Your objective
In the entries that follow, copy exactly each line from the first through the line with "LGTM thanks!".

Stored data:
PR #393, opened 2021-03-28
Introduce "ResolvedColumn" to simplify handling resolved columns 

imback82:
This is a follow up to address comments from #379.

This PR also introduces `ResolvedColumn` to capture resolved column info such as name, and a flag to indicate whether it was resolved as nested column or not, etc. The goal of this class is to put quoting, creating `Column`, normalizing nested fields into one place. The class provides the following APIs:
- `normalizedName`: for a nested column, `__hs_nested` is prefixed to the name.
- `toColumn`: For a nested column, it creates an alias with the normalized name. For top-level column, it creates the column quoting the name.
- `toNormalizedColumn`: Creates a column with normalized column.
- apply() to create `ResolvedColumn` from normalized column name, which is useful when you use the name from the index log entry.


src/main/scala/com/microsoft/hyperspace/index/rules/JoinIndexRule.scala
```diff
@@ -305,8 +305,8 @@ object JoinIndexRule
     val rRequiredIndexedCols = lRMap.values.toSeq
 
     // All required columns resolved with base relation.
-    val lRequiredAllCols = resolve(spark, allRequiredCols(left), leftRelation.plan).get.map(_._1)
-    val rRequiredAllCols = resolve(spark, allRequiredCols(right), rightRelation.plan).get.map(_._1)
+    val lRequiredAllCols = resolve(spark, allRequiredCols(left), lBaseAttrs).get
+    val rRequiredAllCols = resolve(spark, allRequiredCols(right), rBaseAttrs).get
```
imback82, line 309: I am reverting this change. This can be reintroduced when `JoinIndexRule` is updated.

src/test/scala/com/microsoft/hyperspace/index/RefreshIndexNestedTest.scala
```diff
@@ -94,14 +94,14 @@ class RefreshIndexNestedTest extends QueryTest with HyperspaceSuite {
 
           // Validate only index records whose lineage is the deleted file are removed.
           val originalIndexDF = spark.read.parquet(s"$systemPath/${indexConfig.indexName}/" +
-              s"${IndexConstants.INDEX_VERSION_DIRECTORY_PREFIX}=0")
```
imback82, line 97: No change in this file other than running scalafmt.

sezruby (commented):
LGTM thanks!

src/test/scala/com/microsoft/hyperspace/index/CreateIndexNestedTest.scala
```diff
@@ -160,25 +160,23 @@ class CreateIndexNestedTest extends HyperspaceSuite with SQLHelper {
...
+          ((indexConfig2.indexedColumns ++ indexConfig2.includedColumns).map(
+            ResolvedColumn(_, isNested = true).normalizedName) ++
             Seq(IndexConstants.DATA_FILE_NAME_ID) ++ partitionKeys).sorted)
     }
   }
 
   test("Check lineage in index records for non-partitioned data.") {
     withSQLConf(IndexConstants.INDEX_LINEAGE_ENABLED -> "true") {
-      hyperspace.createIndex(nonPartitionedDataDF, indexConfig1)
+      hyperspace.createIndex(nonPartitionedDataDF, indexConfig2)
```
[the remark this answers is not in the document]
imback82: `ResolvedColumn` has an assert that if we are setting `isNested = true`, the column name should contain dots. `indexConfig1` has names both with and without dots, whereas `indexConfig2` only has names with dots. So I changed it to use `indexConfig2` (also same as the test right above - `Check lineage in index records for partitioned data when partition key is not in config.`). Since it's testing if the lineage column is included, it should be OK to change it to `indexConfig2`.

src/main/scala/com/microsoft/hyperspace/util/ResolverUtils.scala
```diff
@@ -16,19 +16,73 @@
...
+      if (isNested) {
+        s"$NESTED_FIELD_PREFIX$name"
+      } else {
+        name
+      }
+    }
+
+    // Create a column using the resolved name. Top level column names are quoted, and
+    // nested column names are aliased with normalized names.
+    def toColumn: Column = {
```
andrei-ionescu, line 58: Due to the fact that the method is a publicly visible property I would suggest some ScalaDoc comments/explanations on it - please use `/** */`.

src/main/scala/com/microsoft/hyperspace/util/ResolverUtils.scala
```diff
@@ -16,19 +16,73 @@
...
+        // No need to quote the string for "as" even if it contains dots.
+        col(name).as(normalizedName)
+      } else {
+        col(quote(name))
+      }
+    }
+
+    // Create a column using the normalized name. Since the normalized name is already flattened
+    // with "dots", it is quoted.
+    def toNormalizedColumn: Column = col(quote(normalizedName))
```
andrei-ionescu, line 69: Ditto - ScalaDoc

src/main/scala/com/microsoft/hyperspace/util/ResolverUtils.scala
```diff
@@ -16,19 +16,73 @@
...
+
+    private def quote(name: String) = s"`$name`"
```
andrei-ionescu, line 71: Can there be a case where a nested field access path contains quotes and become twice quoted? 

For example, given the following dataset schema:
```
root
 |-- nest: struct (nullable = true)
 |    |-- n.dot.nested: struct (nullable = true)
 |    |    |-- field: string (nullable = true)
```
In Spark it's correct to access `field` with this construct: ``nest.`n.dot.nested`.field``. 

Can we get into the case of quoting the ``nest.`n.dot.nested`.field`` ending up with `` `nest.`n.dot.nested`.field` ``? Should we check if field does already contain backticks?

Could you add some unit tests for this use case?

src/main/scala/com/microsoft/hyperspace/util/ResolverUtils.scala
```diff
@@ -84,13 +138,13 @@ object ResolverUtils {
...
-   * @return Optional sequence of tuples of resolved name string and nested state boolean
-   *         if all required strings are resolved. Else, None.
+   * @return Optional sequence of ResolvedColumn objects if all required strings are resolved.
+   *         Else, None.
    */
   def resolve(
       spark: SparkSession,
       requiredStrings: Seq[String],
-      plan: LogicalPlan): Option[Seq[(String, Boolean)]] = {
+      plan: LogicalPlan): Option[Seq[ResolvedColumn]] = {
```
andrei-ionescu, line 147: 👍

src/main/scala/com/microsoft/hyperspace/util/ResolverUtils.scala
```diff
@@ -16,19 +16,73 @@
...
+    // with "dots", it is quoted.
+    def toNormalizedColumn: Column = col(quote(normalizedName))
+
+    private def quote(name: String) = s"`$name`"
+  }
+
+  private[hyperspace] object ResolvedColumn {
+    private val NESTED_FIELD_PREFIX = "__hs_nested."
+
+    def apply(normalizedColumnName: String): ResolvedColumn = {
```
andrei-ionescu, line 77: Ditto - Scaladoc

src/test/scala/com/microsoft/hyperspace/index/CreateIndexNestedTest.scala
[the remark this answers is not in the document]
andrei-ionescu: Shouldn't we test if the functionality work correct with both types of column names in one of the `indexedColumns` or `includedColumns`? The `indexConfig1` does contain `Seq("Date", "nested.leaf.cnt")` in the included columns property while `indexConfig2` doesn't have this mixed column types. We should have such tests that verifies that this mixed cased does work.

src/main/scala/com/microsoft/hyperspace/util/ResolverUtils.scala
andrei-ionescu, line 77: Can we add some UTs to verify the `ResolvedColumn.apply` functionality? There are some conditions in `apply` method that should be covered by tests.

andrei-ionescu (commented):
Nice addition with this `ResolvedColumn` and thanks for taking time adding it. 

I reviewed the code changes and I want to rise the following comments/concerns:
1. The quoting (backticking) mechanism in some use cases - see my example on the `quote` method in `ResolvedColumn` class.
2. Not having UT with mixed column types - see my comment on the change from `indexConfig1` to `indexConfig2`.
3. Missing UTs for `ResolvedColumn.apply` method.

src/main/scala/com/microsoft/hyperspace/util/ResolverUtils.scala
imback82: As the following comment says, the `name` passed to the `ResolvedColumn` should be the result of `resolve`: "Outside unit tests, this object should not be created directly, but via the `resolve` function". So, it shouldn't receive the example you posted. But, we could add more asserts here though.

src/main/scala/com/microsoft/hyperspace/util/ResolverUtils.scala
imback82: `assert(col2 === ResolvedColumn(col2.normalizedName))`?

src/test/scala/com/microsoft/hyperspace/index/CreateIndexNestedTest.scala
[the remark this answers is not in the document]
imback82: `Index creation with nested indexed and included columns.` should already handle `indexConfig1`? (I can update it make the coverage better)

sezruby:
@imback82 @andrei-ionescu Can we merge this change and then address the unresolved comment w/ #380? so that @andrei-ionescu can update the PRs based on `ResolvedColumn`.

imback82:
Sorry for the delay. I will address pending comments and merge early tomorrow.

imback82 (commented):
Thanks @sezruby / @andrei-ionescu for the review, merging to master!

The completed task
PR #393, opened 2021-03-28
Introduce "ResolvedColumn" to simplify handling resolved columns 

imback82:
This is a follow up to address comments from #379.

This PR also introduces `ResolvedColumn` to capture resolved column info such as name, and a flag to indicate whether it was resolved as nested column or not, etc. The goal of this class is to put quoting, creating `Column`, normalizing nested fields into one place. The class provides the following APIs:
- `normalizedName`: for a nested column, `__hs_nested` is prefixed to the name.
- `toColumn`: For a nested column, it creates an alias with the normalized name. For top-level column, it creates the column quoting the name.
- `toNormalizedColumn`: Creates a column with normalized column.
- apply() to create `ResolvedColumn` from normalized column name, which is useful when you use the name from the index log entry.


src/main/scala/com/microsoft/hyperspace/index/rules/JoinIndexRule.scala
```diff
@@ -305,8 +305,8 @@ object JoinIndexRule
     val rRequiredIndexedCols = lRMap.values.toSeq
 
     // All required columns resolved with base relation.
-    val lRequiredAllCols = resolve(spark, allRequiredCols(left), leftRelation.plan).get.map(_._1)
-    val rRequiredAllCols = resolve(spark, allRequiredCols(right), rightRelation.plan).get.map(_._1)
+    val lRequiredAllCols = resolve(spark, allRequiredCols(left), lBaseAttrs).get
+    val rRequiredAllCols = resolve(spark, allRequiredCols(right), rBaseAttrs).get
```
imback82, line 309: I am reverting this change. This can be reintroduced when `JoinIndexRule` is updated.

src/test/scala/com/microsoft/hyperspace/index/RefreshIndexNestedTest.scala
```diff
@@ -94,14 +94,14 @@ class RefreshIndexNestedTest extends QueryTest with HyperspaceSuite {
 
           // Validate only index records whose lineage is the deleted file are removed.
           val originalIndexDF = spark.read.parquet(s"$systemPath/${indexConfig.indexName}/" +
-              s"${IndexConstants.INDEX_VERSION_DIRECTORY_PREFIX}=0")
```
imback82, line 97: No change in this file other than running scalafmt.

sezruby (commented):
LGTM thanks!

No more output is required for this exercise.